— WHAT YOU NEED TO DO —
Return exactly and only these lines: the first of the listing through the one containing "download(url, tmp_pkg)".

— RECORDS FOR THE TASK —
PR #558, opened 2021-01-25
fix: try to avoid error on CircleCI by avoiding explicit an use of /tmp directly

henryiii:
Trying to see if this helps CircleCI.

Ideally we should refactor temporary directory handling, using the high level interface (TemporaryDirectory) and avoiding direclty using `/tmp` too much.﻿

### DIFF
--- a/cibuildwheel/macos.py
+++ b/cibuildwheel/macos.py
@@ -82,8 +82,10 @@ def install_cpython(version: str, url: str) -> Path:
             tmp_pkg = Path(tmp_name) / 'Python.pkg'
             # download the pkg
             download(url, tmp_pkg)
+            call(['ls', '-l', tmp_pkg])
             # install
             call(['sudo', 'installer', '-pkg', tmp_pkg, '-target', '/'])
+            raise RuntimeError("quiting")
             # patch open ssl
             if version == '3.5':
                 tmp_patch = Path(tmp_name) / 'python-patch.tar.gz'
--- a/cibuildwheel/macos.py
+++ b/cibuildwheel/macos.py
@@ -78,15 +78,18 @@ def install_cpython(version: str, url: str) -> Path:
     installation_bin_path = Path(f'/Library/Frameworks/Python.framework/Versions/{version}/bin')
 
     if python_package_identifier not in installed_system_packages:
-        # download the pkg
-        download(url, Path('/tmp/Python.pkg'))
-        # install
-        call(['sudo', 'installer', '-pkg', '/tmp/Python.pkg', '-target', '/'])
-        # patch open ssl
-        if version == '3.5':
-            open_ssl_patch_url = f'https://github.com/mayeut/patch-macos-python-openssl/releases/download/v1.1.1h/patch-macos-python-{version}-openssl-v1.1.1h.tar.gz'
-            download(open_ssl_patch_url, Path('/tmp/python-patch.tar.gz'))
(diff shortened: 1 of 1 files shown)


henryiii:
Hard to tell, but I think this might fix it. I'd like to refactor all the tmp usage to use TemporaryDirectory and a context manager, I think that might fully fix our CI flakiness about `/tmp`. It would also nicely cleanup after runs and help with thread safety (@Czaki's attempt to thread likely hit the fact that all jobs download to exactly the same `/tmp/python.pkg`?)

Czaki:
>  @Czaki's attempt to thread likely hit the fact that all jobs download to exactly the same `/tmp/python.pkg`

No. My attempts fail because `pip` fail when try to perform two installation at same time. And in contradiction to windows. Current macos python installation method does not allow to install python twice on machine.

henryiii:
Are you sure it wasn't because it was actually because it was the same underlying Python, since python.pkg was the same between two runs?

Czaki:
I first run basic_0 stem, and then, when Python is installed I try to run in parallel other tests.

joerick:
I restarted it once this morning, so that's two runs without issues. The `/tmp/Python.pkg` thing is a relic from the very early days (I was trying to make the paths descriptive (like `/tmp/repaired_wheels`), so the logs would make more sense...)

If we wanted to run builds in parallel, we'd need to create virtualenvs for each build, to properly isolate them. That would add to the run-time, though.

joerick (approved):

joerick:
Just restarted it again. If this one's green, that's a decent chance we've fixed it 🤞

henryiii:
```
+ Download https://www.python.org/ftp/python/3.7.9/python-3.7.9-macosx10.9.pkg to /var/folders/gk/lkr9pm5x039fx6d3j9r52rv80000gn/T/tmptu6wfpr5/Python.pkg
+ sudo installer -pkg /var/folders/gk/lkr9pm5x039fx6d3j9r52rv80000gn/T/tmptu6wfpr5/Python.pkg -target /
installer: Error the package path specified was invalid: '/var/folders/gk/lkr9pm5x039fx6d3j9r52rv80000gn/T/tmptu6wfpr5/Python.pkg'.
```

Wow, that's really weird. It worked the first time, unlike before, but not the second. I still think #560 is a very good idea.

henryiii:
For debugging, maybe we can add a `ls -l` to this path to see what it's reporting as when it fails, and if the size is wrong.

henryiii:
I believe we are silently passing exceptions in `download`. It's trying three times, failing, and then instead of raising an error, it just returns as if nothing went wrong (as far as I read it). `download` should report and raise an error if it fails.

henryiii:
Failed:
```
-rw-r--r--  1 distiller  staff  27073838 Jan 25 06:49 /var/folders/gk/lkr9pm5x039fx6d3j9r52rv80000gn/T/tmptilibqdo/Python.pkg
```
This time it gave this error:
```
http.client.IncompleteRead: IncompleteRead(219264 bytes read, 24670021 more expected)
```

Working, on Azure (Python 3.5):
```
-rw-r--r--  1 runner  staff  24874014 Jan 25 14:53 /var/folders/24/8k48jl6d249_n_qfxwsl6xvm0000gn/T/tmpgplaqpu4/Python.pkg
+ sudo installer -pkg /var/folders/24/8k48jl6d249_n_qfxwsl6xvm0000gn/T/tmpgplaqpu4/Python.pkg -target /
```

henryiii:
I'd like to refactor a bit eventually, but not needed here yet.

— TASK ANSWER —
PR #558, opened 2021-01-25
fix: try to avoid error on CircleCI by avoiding explicit an use of /tmp directly

henryiii:
Trying to see if this helps CircleCI.

Ideally we should refactor temporary directory handling, using the high level interface (TemporaryDirectory) and avoiding direclty using `/tmp` too much.﻿

### DIFF
--- a/cibuildwheel/macos.py
+++ b/cibuildwheel/macos.py
@@ -82,8 +82,10 @@ def install_cpython(version: str, url: str) -> Path:
             tmp_pkg = Path(tmp_name) / 'Python.pkg'
             # download the pkg
             download(url, tmp_pkg)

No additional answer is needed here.